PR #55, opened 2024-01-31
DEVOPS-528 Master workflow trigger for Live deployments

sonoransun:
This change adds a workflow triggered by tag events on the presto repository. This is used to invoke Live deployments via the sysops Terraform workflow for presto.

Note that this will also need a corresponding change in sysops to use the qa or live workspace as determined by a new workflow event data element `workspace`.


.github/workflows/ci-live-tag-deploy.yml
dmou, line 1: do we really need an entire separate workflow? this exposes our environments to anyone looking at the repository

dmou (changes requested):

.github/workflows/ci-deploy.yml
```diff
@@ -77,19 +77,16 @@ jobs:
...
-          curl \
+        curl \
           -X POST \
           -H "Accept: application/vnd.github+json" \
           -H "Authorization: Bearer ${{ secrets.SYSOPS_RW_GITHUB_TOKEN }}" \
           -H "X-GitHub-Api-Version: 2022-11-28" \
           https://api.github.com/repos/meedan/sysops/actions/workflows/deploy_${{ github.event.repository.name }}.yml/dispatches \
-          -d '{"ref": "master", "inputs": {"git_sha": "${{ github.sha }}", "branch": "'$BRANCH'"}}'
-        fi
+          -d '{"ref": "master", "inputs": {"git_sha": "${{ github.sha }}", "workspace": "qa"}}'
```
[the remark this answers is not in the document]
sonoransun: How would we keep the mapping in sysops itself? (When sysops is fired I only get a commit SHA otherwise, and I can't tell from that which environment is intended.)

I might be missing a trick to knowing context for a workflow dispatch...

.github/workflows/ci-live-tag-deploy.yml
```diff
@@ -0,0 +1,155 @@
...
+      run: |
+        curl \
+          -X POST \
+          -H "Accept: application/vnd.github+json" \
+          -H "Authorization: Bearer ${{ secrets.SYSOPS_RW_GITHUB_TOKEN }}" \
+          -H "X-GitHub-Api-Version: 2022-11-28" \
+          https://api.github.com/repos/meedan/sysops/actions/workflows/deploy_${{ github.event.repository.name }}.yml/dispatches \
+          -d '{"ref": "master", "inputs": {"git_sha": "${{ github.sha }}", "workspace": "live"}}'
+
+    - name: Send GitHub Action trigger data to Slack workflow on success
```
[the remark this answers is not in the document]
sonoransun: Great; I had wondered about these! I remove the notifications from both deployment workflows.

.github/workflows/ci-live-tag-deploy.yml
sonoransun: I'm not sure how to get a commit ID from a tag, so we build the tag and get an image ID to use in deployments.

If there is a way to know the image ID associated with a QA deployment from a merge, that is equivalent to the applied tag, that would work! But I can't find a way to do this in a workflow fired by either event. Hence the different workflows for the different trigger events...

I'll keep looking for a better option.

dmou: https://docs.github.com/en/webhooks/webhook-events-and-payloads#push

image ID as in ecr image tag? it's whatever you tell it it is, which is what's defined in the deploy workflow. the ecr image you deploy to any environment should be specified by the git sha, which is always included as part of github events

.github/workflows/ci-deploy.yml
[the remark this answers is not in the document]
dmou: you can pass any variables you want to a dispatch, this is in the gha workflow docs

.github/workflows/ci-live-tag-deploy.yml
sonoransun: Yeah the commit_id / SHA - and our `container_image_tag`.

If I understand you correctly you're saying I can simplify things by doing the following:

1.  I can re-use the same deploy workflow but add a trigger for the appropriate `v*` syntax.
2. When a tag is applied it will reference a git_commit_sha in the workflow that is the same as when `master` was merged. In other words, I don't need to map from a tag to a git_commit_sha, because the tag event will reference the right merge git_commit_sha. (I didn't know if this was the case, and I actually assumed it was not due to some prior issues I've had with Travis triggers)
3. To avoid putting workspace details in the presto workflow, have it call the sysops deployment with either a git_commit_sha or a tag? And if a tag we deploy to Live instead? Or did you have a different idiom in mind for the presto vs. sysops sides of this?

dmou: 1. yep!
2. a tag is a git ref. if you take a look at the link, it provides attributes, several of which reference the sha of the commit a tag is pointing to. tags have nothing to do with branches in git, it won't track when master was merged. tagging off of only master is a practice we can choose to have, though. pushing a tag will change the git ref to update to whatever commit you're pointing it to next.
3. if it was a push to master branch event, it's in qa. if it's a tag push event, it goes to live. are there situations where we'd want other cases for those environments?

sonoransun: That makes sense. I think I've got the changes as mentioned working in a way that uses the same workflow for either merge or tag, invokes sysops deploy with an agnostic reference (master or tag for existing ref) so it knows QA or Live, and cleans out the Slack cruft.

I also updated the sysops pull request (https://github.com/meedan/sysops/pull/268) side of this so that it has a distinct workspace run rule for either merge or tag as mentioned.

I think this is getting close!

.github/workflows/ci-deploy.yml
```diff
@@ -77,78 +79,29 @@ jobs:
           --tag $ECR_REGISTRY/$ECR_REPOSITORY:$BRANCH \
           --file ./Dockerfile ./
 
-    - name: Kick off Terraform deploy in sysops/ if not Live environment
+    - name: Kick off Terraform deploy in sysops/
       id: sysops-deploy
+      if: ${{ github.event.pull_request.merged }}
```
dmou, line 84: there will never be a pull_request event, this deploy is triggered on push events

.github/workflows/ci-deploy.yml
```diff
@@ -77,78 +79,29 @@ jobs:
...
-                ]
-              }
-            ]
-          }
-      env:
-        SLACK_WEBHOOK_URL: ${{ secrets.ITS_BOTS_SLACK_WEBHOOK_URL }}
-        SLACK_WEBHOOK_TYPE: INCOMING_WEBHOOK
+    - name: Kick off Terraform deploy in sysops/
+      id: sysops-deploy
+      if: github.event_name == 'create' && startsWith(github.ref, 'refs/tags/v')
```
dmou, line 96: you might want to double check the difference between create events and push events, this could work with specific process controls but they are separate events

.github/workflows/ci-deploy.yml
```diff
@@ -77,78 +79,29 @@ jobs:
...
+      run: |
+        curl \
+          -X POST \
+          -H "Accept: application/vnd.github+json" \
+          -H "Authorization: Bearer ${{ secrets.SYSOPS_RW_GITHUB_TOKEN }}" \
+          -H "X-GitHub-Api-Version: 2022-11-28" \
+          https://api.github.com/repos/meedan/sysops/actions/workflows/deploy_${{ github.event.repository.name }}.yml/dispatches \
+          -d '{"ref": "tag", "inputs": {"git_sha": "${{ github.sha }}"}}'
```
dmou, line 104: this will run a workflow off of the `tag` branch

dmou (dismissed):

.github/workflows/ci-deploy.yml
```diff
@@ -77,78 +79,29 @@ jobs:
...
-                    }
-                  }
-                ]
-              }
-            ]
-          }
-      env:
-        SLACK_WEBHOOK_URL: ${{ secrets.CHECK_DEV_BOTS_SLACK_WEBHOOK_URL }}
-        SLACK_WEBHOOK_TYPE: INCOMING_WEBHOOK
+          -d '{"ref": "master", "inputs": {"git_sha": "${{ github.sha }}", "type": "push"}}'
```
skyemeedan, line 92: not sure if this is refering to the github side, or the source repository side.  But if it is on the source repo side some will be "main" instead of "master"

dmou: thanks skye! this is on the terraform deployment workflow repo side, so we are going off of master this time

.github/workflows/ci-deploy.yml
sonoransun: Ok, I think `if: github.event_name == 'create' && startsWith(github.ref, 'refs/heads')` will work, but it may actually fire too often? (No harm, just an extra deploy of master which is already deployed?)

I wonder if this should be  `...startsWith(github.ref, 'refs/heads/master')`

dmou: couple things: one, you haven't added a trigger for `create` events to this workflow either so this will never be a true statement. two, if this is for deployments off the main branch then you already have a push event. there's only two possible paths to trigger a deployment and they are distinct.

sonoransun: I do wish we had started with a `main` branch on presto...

◆ Work task: Each record is to be retyped exactly as it appears.

◆ Solved problem:
PR #55, opened 2024-01-31
DEVOPS-528 Master workflow trigger for Live deployments

sonoransun:
This change adds a workflow triggered by tag events on the presto repository. This is used to invoke Live deployments via the sysops Terraform workflow for presto.

Note that this will also need a corresponding change in sysops to use the qa or live workspace as determined by a new workflow event data element `workspace`.


.github/workflows/ci-live-tag-deploy.yml
dmou, line 1: do we really need an entire separate workflow? this exposes our environments to anyone looking at the repository

dmou (changes requested):

.github/workflows/ci-deploy.yml
```diff
@@ -77,19 +77,16 @@ jobs:
...
-          curl \
+        curl \
           -X POST \
           -H "Accept: application/vnd.github+json" \
           -H "Authorization: Bearer ${{ secrets.SYSOPS_RW_GITHUB_TOKEN }}" \
           -H "X-GitHub-Api-Version: 2022-11-28" \
           https://api.github.com/repos/meedan/sysops/actions/workflows/deploy_${{ github.event.repository.name }}.yml/dispatches \
-          -d '{"ref": "master", "inputs": {"git_sha": "${{ github.sha }}", "branch": "'$BRANCH'"}}'
-        fi
+          -d '{"ref": "master", "inputs": {"git_sha": "${{ github.sha }}", "workspace": "qa"}}'
```
[the remark this answers is not in the document]
sonoransun: How would we keep the mapping in sysops itself? (When sysops is fired I only get a commit SHA otherwise, and I can't tell from that which environment is intended.)

I might be missing a trick to knowing context for a workflow dispatch...

.github/workflows/ci-live-tag-deploy.yml
```diff
@@ -0,0 +1,155 @@
...
+      run: |
+        curl \
+          -X POST \
+          -H "Accept: application/vnd.github+json" \
+          -H "Authorization: Bearer ${{ secrets.SYSOPS_RW_GITHUB_TOKEN }}" \
+          -H "X-GitHub-Api-Version: 2022-11-28" \
+          https://api.github.com/repos/meedan/sysops/actions/workflows/deploy_${{ github.event.repository.name }}.yml/dispatches \
+          -d '{"ref": "master", "inputs": {"git_sha": "${{ github.sha }}", "workspace": "live"}}'
+
+    - name: Send GitHub Action trigger data to Slack workflow on success
```
[the remark this answers is not in the document]
sonoransun: Great; I had wondered about these! I remove the notifications from both deployment workflows.

.github/workflows/ci-live-tag-deploy.yml
sonoransun: I'm not sure how to get a commit ID from a tag, so we build the tag and get an image ID to use in deployments.

If there is a way to know the image ID associated with a QA deployment from a merge, that is equivalent to the applied tag, that would work! But I can't find a way to do this in a workflow fired by either event. Hence the different workflows for the different trigger events...

I'll keep looking for a better option.

dmou: https://docs.github.com/en/webhooks/webhook-events-and-payloads#push

image ID as in ecr image tag? it's whatever you tell it it is, which is what's defined in the deploy workflow. the ecr image you deploy to any environment should be specified by the git sha, which is always included as part of github events

.github/workflows/ci-deploy.yml
[the remark this answers is not in the document]
dmou: you can pass any variables you want to a dispatch, this is in the gha workflow docs

.github/workflows/ci-live-tag-deploy.yml
sonoransun: Yeah the commit_id / SHA - and our `container_image_tag`.

If I understand you correctly you're saying I can simplify things by doing the following:

1.  I can re-use the same deploy workflow but add a trigger for the appropriate `v*` syntax.
2. When a tag is applied it will reference a git_commit_sha in the workflow that is the same as when `master` was merged. In other words, I don't need to map from a tag to a git_commit_sha, because the tag event will reference the right merge git_commit_sha. (I didn't know if this was the case, and I actually assumed it was not due to some prior issues I've had with Travis triggers)
3. To avoid putting workspace details in the presto workflow, have it call the sysops deployment with either a git_commit_sha or a tag? And if a tag we deploy to Live instead? Or did you have a different idiom in mind for the presto vs. sysops sides of this?

dmou: 1. yep!
2. a tag is a git ref. if you take a look at the link, it provides attributes, several of which reference the sha of the commit a tag is pointing to. tags have nothing to do with branches in git, it won't track when master was merged. tagging off of only master is a practice we can choose to have, though. pushing a tag will change the git ref to update to whatever commit you're pointing it to next.
3. if it was a push to master branch event, it's in qa. if it's a tag push event, it goes to live. are there situations where we'd want other cases for those environments?

sonoransun: That makes sense. I think I've got the changes as mentioned working in a way that uses the same workflow for either merge or tag, invokes sysops deploy with an agnostic reference (master or tag for existing ref) so it knows QA or Live, and cleans out the Slack cruft.

I also updated the sysops pull request (https://github.com/meedan/sysops/pull/268) side of this so that it has a distinct workspace run rule for either merge or tag as mentioned.

I think this is getting close!

.github/workflows/ci-deploy.yml
```diff
@@ -77,78 +79,29 @@ jobs:
           --tag $ECR_REGISTRY/$ECR_REPOSITORY:$BRANCH \
           --file ./Dockerfile ./
 
-    - name: Kick off Terraform deploy in sysops/ if not Live environment
+    - name: Kick off Terraform deploy in sysops/
       id: sysops-deploy
+      if: ${{ github.event.pull_request.merged }}
```
dmou, line 84: there will never be a pull_request event, this deploy is triggered on push events

.github/workflows/ci-deploy.yml
```diff
@@ -77,78 +79,29 @@ jobs:
...
-                ]
-              }
-            ]
-          }
-      env:
-        SLACK_WEBHOOK_URL: ${{ secrets.ITS_BOTS_SLACK_WEBHOOK_URL }}
-        SLACK_WEBHOOK_TYPE: INCOMING_WEBHOOK
+    - name: Kick off Terraform deploy in sysops/
+      id: sysops-deploy
+      if: github.event_name == 'create' && startsWith(github.ref, 'refs/tags/v')
```
dmou, line 96: you might want to double check the difference between create events and push events, this could work with specific process controls but they are separate events

.github/workflows/ci-deploy.yml
```diff
@@ -77,78 +79,29 @@ jobs:
...
+      run: |
+        curl \
+          -X POST \
+          -H "Accept: application/vnd.github+json" \
+          -H "Authorization: Bearer ${{ secrets.SYSOPS_RW_GITHUB_TOKEN }}" \
+          -H "X-GitHub-Api-Version: 2022-11-28" \
+          https://api.github.com/repos/meedan/sysops/actions/workflows/deploy_${{ github.event.repository.name }}.yml/dispatches \
+          -d '{"ref": "tag", "inputs": {"git_sha": "${{ github.sha }}"}}'
```
dmou, line 104: this will run a workflow off of the `tag` branch

dmou (dismissed):

.github/workflows/ci-deploy.yml
```diff
@@ -77,78 +79,29 @@ jobs:
...
-                    }
-                  }
-                ]
-              }
-            ]
-          }
-      env:
-        SLACK_WEBHOOK_URL: ${{ secrets.CHECK_DEV_BOTS_SLACK_WEBHOOK_URL }}
-        SLACK_WEBHOOK_TYPE: INCOMING_WEBHOOK
+          -d '{"ref": "master", "inputs": {"git_sha": "${{ github.sha }}", "type": "push"}}'
```
skyemeedan, line 92: not sure if this is refering to the github side, or the source repository side.  But if it is on the source repo side some will be "main" instead of "master"

dmou: thanks skye! this is on the terraform deployment workflow repo side, so we are going off of master this time

.github/workflows/ci-deploy.yml
sonoransun: Ok, I think `if: github.event_name == 'create' && startsWith(github.ref, 'refs/heads')` will work, but it may actually fire too often? (No harm, just an extra deploy of master which is already deployed?)

I wonder if this should be  `...startsWith(github.ref, 'refs/heads/master')`

dmou: couple things: one, you haven't added a trigger for `create` events to this workflow either so this will never be a true statement. two, if this is for deployments off the main branch then you already have a push event. there's only two possible paths to trigger a deployment and they are distinct.

sonoransun: I do wish we had started with a `main` branch on presto...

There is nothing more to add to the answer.